Exercise requirements: Type out the data below in its entirety, exactly as given.

[Source records]
______

PR #288, opened 2021-02-10
update brakeman from 5.0.0 to older version 4.10.0

ghbren:
Brakeman 5.0.0 was scanning files/dirs that it was not scanning before


egonz (approved):
Looks good

PR #290, opened 2021-02-10
version bump to 2.10.16

ghbren:
Downgraded brakeman from 5.0.0 to 4.10.0. We plan to do more work before deploying  brakeman 5.0.0.


egonz (approved):
Looks good.

PR #97, opened 2021-06-07
318 execution requirement values

danieldunderfelt:
Closes : https://github.com/HSLdevcom/bultti/issues/318

Mostly schema updates for HSLdevcom/bultti#318.

Server PR: https://github.com/HSLdevcom/bultti/pull/323

Noticed that table inputs weren't focused when activated and tried to fix this, but couldn't solve it quickly enough. Left mechanism for setting a ref on the table input as that may be useful later.


Divinare (approved):
Works now as expected!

______

Written response:
PR #288, opened 2021-02-10
update brakeman from 5.0.0 to older version 4.10.0

ghbren:
Brakeman 5.0.0 was scanning files/dirs that it was not scanning before


egonz (approved):
Looks good

PR #290, opened 2021-02-10
version bump to 2.10.16

ghbren:
Downgraded brakeman from 5.0.0 to 4.10.0. We plan to do more work before deploying  brakeman 5.0.0.


egonz (approved):
Looks good.

PR #97, opened 2021-06-07
318 execution requirement values

danieldunderfelt:
Closes : https://github.com/HSLdevcom/bultti/issues/318

Mostly schema updates for HSLdevcom/bultti#318.

Server PR: https://github.com/HSLdevcom/bultti/pull/323

Noticed that table inputs weren't focused when activated and tried to fix this, but couldn't solve it quickly enough. Left mechanism for setting a ref on the table input as that may be useful later.


Divinare (approved):
Works now as expected!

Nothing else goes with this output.